According to the study, those who had a television or computer in their bedrooms were more likely to have problems with impulse control and paying attention.

The findings suggested that high amounts of screen time may exacerbate the cognitive deficits and behavioural problems common to children born extremely preterm.

The study was conducted by Betty R. Vohr, M.D., and colleagues. Funding was provided by NIH’s Eunice Kennedy Shriver National Institute of Child Health and Human Development; National Heart, Lung, and Blood Institute; and National Center for Advancing Translational Sciences.

Previous studies have linked high amounts of screen time among children born full-term to language and developmental, behavioral and other problems.

In the current study, researchers analysed data from a study of children born at 28 weeks or earlier.
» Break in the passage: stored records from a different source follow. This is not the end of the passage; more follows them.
PR #134, opened 2016-03-21
Merging unified testbed reqmgr2

vlimant:
includes #133


vlimant:
@amaltaro do you want to take a look ? this is the prod version of unified. and several manual scripts have been tested. we should merge for further development on scripts

Unified/assignor.py
```diff
@@ -246,7 +247,8 @@ def assignor(url ,specific = None, talk=True, options=None):
         print "Allowed",sites_allowed
         if options.primary_aaa:
             sites_allowed = initial_sites_allowed
-            options.useSiteListAsLocation = True
+            #options.useSiteListAsLocation = True
+            options.TrustSitelists = True
```
amaltaro: you may want to implement some mechanism for the PU as well (TrustPUSitelists)

Unified/assignor.py
```diff
@@ -322,6 +325,17 @@ def assignor(url ,specific = None, talk=True, options=None):
         #    sendEmail("sending work to SDSC","%s was assigned to SDSC"% wfo.name, destination=['boj@fnal.gov'])
         
 
+        if False and 'T2_CH_CERN' in parameters['SiteWhitelist']:
```
amaltaro: How about `if 'T2_CH_CERN' not in parameters['SiteWhitelist']:`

Of 414 children, 238 had more than two hours of screen time per day and 266 had a television or computer in their bedrooms.

Compared to children with less screen time per day, those with high amounts of screen time scored an average deficit of nearly 8 points on global executive function percentile scores, roughly 0.8 points lower on impulse control (inhibition) and more than 3 points higher on inattention.

Children with a television or computer in their bedrooms also scored lower on measures of inhibition, hyperactivity and impulsivity.

The authors concluded that the findings support the need for physicians to discuss the potential effects of screen time with families of children born extremely preterm. (ANI)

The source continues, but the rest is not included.